> What the task asks: The entries below contain a line with "A checked item gets line-through styling" and a line with "Dynamic indexing of". Quote exactly those two lines and all lines between them.

> Recorded data:
################

PR #11783, opened 2022-04-25
G3 2022 w4 #11628

b20jonlu:
Fixed the issue in pull request https://github.com/HGustavs/LenaSYS/pull/11772


a20behta (approved):
Looks good no real issues found. 
can look at optimizing contribution.js, seems to be three nested loops and unsure if that is needed. 

Believe there is nothing that can be done but worth checking out.

PR #11785, opened 2022-04-25
G2 2022 w4 #11490 Copy Code

a19xinhu:
Make teacher copy what they want. Make student can only copy first row important code.


b20fanfa:
Reference to #11759

When we tested the first pull request, we failed to see the new changes. We commented on what was wrong. The developer made a new commit. After talking to the developer what would be involved and would not be involved, an additional commitment was made.

The problem is when we test from the "test server" we can not see the changes. But in the developer's environment (local server) it worked. We decided not to approve the pull request.

b20fanfa:
Reference to #11490.

Issue #11688, opened 2022-04-19
Diagram: Should not be possible to draw lines from two entity elements to the same attribute element.


b20thelo:
![image](https://user-images.githubusercontent.com/81772705/164014018-cb534e0e-705e-45a8-b645-ff336d87c966.png)

Error found in ER model: It should not be possible to draw lines from two entity elements to the same attribute element as it goes against the ER rules.

Other errors that go against ER rules should also be eliminated. If a new error is found add a description of it as a new comment and fix it as well.

b20thelo:
This issue is kind of related to issue #11479 (solved with pullrequest #11576).

i19matla:
Found a separate problem related to this, when there is a chain of interconnected attributes. A new issue will be created to solve that problem.

i19matla:
Merged and done

PR #11791, opened 2022-04-25
Attribute lines to entities and/or relations Issue #11688

i19matla:
Attributes connected to a entity or relation are now blocked from being connected to another entity or relation in diagram.js in the functions addLine and onSetup.

During testing: This issue solves blocking connections between attributes to entities or relations, not the chain of connection that can be created according to er rules between attributes.

A new issue will be created to solve rules of connection between attributes, from attribute to attribute and block connections in that chain to a relation or entity.

image


a20gabpa:
Test passed. It works as expected. I have tested the different types of attribrutes and all have the same behavior. @c20emili

PR #11792, opened 2022-04-25
Made default value unselectable

a20joabo:
Made default value unselectable in file drop-downs.


a20muhal:
Code refactoring - ok
Code standard - ok
Meet issue goal - yes

PR #11793, opened 2022-04-25
Repaired broken string generation

a17nikjo:
Code was mixing up " and `, leading to variables being included in the string.


a20behta (approved):
looks good.
very basic fix nothing to comment

Issue #11614, opened 2022-04-13
Hide diagram functionality in non-diagram duggor.


a20micro:
As the teachers should be able to import initial diagram for duggor of type diagrams (#11401), a drop-down menu connected to the database was added to the "Edit Dugga" screen. 
![image](https://user-images.githubusercontent.com/81772705/164428600-926b2a92-3f8c-4b62-8566-e5a07a490dd1.png)

This "Add diagram to dugga", "Diagram types allowed", "Error check" segment is supposed to only show up for duggor of type diagram.

i19matla:
Merged and done

PR #11796, opened 2022-04-25
Dropdown boxes are now hidden when selected dugga is not diagram #11614

a16linas:
The dropdown box for selecting json diagrams is now hidden when the selected dugga is not of diagram type as per stated in issue #11614 ,

bild


a20samul:
Tested on three laptops. 
The dropdown box for selecting json diagrams is now hidden when the selected dugga is not of diagram type. Test passed.

PR #11800, opened 2022-04-25
G2 2022 w4 #11512 v2

a20linth:
New SH URL handler. Not complete, still needs handling for changed course/assignment names, changed course/assignment id, deleted course/assignment and prevention of creating multiple SHs for the same URL.


a20andlj:
Code refactoring - ok
Code standard - ok
Meet issue goal - yes

Issue #11113, opened 2021-05-21
Collect the information when the last time a teacher visited the submission


a16erilj:
We want the information when was the last time a teacher visited a submission. This should then be displayed in resulted.

A small example
![bild](https://user-images.githubusercontent.com/81558891/119113502-72f2c080-ba25-11eb-9955-8cf86076905f.png)

c20adael:
This issue will get split in to smaller parts. One visual, one database part and one JS part.

a20behta:
implemented and works as expected 
placed in weekly merge

PR #11801, opened 2022-04-25
The latest version of the red day list in contributions

a19simru:
I have already explained what this issue is on several occasions and its the same as always. The only change is that we push into a array rather than make a bunch of variables and the push those variables into a array on lines 118 - 182, also i updated the red day list to contain all holidays that can be red days even if they are on a week end as requested.

To test that this works change branch to G3-2022-W4-#11113 and go to http://localhost/LenaSYS/DuggaSys/contribution.php where you will se a new column in the contribution table.


a20behta (approved):
Looks good. 
easy to read. 
shame the red days have to be placed like they are but nothing to do about it

Issue #11799, opened 2022-04-25
Message of the day margin


b20thelo:
![image](https://user-images.githubusercontent.com/81772705/165084154-e6c04f0f-ed2f-4fb4-83b1-20dcac514a36.png)
Remove white space over message of the day.

PR #11802, opened 2022-04-25
Removed the top margin from the message of the day

a20samul:
Removed the top margin from the message of the day so no more white space is visible above the message of the day banner. #11799 

beforeafter


a20jacmi:
Looks good.

Issue #7658, opened 2019-05-28
Suggestion: Make it possible to check off assignment criterias


a17alian:
It would be nice to have checkboxes next to the criterias inorder to be able to check them off. This makes it possible for the student to keep track of which criterias that have been met eg G, VG etc. 

This screenshot below is from the real dugga. The dots here could instead be checkboxes that the students could check off when they have tried to incorporate the criteria.
![image](https://user-images.githubusercontent.com/37792256/58486731-b41da600-8166-11e9-863a-d604375c8fee.png)
This would make it possible for the teachers to see which grade the student has tried to go for and the student can make sure they have met all the criterias they wanted.

This could maybe be achieved using the markdown in dugga.

a17pioja:
Suggestion for how to make the list item change style using jquery:
```
if($(ID OF THE CHECKBOX).prop("checked") == true){
		$( "#ID OF THE LIST ITEM" ).css( "text-decoration", "line-through" );
	}
	else if($(this).prop("checked") == false){
		$( "#ID OF THE LIST ITEM" ).css( "text-decoration", " none " );
	}
```

a17pioja:
Design suggestion: 
When creating an assignment the super user has an add list button that adds a new list
The list can be extended with +1 list item when pressing the "+" button
The "+" character under the last list item adds 1 list item to the list
The "-" character next to each item removes the list item that it's next to

A checked item gets line-through styling

**SUPER USER VIEW**
![sketch 1](https://user-images.githubusercontent.com/49141519/78773064-f4f36780-7992-11ea-874f-46a2161d6e4b.png)
**STUDENT VIEW**
![sketch 2](https://user-images.githubusercontent.com/49141519/78773072-f6bd2b00-7992-11ea-935e-77b780adc25b.png)

b18veran:
@HGustavs & @a97marbr

a19xinhu:
I started trying to add code in showdugga.php, but I couldn't verify the effect of the code I added in localhost lenasys.

b20idawa:
My idea of a solution is to implement code so that LenaSYS can convert the checkboxes in the markdown file to html tags. Checkboxes must thus be supported on LenaSYS and must therefore be implemented. I think this need to implements in showdoc.php file

b20hanwa:
Closed with pull request #11809

PR #11809, opened 2022-04-25
Make it possible to check off assignment criterias #7658

a20novra:
I changed three file: 
First one is group-assignment.html which added example html tags and content. 
The second file is dugga.css, which added storke class with som css in that. 
The third one is group-assignment.js that added a function to add and remove a class name. 

You can test it by going to demo course > group assignment. Try to check a criteria, and see the results.


a20behta:
@a20novra noticed issue with solution and will fix it before making a new one

Issue #11630, opened 2022-04-14
Add the functionality so that the user can use the new buttons on contribution.php


c20adael:
the issue related #11592

b20eripe:
Related issue #11736 is solved, used for testing of this issue

b20eripe:
![bild](https://user-images.githubusercontent.com/102593527/164468757-202938c8-0f95-48c9-b4b4-3c43c0ce2f57.png)

Dynamic indexing of different course year and all db files in those directories. 1 array with all relevant years and an 2D-array containing strings of all databases with their year.

These 2 will be used as data in two selections of which course to view.

b20eripe:
![bild](https://user-images.githubusercontent.com/102593527/164705758-ee801694-4b53-4742-919b-dd738caf47a8.png)

Added dynamic loading of choices of year for the course selection

b20eripe:
![bild](https://user-images.githubusercontent.com/102593527/164707252-75a476a6-582b-401a-950f-15624835bca7.png)
Improved the indexing of years to only include the year and not the filepath

a20behta:
merged into weekly branch. closing issue

PR #11824, opened 2022-04-26
G3 2022 w4 #11630

b20eripe:
Added all required functionality


b20eripe:
Test folders is possible to get from me via USB memory. Important that all files are put in directory 'contributionDBs' that should be placed directly in htdocs. 'contributionDBs' should contain folders named by the year and those folders should contain all db files you want to use. It loads dynamically as long as the path names are correct, no specific requirements for the db-files.

b20eripe:
bild

bild

c20adael (approved):
Looks like it works. It has been teste locally.

Issue #11728, opened 2022-04-20
Diagram: Remove or fix?


b20thelo:
![image](https://user-images.githubusercontent.com/81772705/164246705-353f8cbe-8dbb-45b8-b34e-1029faa750d0.png)

Remove the submission section or fix so that the minusbutton is presented in a better way.

HGustavs:
Low priority.

Do not remove functioinality but feel free to make this prettier.

But not a priority since this is not meant to be used on mobile platforms anyhow.

PR #11828, opened 2022-04-26
Added code so that the button does not flex-wrap and so that the window is appropriate for smaller screens.

a20samul:
Added code so that the button does not flex-wrap and so that the row doesn't overflow. I also made the "Answer" box smaller alongside margin corrections on correct elements so that the elements would fit properly on smaller screens.

fix

Compare with #11728.


a20samul:
fix2

Padding was off if "instruction file" and "Search in table" is compared. fixed the margin.

PR #11829, opened 2022-04-26
added alt tags too images

a17nikjo:
Lighthouse no longer complains about missing alt tags on said page.


a20behta (approved):
alt tags added to images/icons required

looks good and minimal changes

PR #11830, opened 2022-04-26
Added labels to input elements missing them

b20jonlu:
Added titles and placeholders to inputs missing them. Used lighthouse dev tool in order to audit webpages and fixed forms that were missing labels. For input types checkbox and dates i used titles so when the user hovers over the input they get a description of it, for input types text i used placeholder to display text if the input is empty. For resulted.php it was possible to use the label element since they were already in place but in other places it would have been difficult to do so without altering the look of the webpage significantly.

There is most certainly inputs still missing labels on some webpages. I did not fix forms on webpages such as the showdugga.php pages. I also noticed other issues in the lighthouse tool but i did not alter them since they are not a part of this issue. Since i did all my testing logged in as Toddler it is possible that some elements are only visable to students were not found.

The webpages i tested extensively:

- sectioned.php
- fileed.php
- resulted.php
- duggaed.php
- accessed.php
- codeviewer.php
- courseed.php

### DIFF
--- a/DuggaSys/codeviewer.php
+++ b/DuggaSys/codeviewer.php
@@ -229,7 +229,7 @@ Testing Link:
 							<td>Kind:</td>
 						</tr>
 						<tr>
-							<td><input class='form-control textinput' type='text' id='boxtitle' value='Title' /></td>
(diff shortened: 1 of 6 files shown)


a20behta (approved):
only added titles at places required. 
used placeholder for situations where the text should not be visible looks good

PR #11831, opened 2022-04-26
Simple design and functionality for relative deadlines

a20kimar:
Added a simple design (subject to change in the future)
Added functionality to take the values of the design and input it into the database
Added functionality so that when the page loads the database values is used in the settings menu for each dugga
Added a column for the table quiz in the database

This is a simple implementation of the functionality to store and fetch relative deadlines. The relative deadlines does nothing as of right now and the design and value of the relative deadlines are subject to change. It is implemented in such a way that the relative deadlines can be stored as we choose to and up until the point where we translate these deadlines into real dates can the design be changed freely without interfering with the functionality of storing them in the database.

To test:
First you need to re-install lenasys OR manually add a column with this below:

`ALTER TABLE quiz ADD relativedeadline varchar(10);`

Next go into any course with a dugga(demo-course for example), login as a teacher and click on the cogwheel next to a dugga.

Change the values of the relative deadline and press save.

Reload the page and press the cogwheel again to check if the relative deadline is properly stored and fetched.

If you want to doublecheck the database then login to your database and run this:

`SELECT relativedeadline FROM quiz;`

If it returns a table showing a column filled with NULL(or the value you picked in the above steps) then it works. If you get an error there's something wrong somewhere.

### DIFF
--- a/DuggaSys/sectioned.js
+++ b/DuggaSys/sectioned.js
@@ -181,7 +181,7 @@ function selectItem(lid, entryname, kind, evisible, elink, moment, gradesys, hig
   }
   if(relativedeadline !== undefined) {
     var splitdeadline = relativedeadline.split(":");
-
+    // relativedeadline -> week:weekday:hour:minute
     $("#relativedeadlinehours").html(makeoptions(splitdeadline[2],hourArrOptions,hourArrValue));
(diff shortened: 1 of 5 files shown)


a20behta (approved):
Looks good, 
clean minimal changes. 

unsure if adding to init_db is a good idea however should be fine.

Issue #11813, opened 2022-04-26
Mark a line when a label is clicked.


a20jacmi:
When a line-label is clicked the line should still be selected on mouse-up.

a20jacmi:
This was a pretty easy fix in: "diagram.js" -> "mup()" -> (case) "CLICKED_LABEL". This case was previously empty.

PR #11832, opened 2022-04-26
Select line if label is clicked #11813

b20matad:
If line label is clicked, the entire line is selected on mouse up.


a20samul:
Tested on two laptops. The whole line is selected when the label on top of it is pressed on mouse up. Test passed.

PR #11833, opened 2022-04-26
assignment description with a toggle final one issue#11623

a19meram:
Changed the description style to a toggle instead of a drag line.


a20samul:
Tested on two laptops. 
The description is changed into a toggle version.
Test passed.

################

> Solution for this task:
A checked item gets line-through styling

**SUPER USER VIEW**
![sketch 1](https://user-images.githubusercontent.com/49141519/78773064-f4f36780-7992-11ea-874f-46a2161d6e4b.png)
**STUDENT VIEW**
![sketch 2](https://user-images.githubusercontent.com/49141519/78773072-f6bd2b00-7992-11ea-935e-77b780adc25b.png)

b18veran:
@HGustavs & @a97marbr

a19xinhu:
I started trying to add code in showdugga.php, but I couldn't verify the effect of the code I added in localhost lenasys.

b20idawa:
My idea of a solution is to implement code so that LenaSYS can convert the checkboxes in the markdown file to html tags. Checkboxes must thus be supported on LenaSYS and must therefore be implemented. I think this need to implements in showdoc.php file

b20hanwa:
Closed with pull request #11809

PR #11809, opened 2022-04-25
Make it possible to check off assignment criterias #7658

a20novra:
I changed three file: 
First one is group-assignment.html which added example html tags and content. 
The second file is dugga.css, which added storke class with som css in that. 
The third one is group-assignment.js that added a function to add and remove a class name. 

You can test it by going to demo course > group assignment. Try to check a criteria, and see the results.


a20behta:
@a20novra noticed issue with solution and will fix it before making a new one

Issue #11630, opened 2022-04-14
Add the functionality so that the user can use the new buttons on contribution.php


c20adael:
the issue related #11592

b20eripe:
Related issue #11736 is solved, used for testing of this issue

b20eripe:
![bild](https://user-images.githubusercontent.com/102593527/164468757-202938c8-0f95-48c9-b4b4-3c43c0ce2f57.png)

Dynamic indexing of different course year and all db files in those directories. 1 array with all relevant years and an 2D-array containing strings of all databases with their year.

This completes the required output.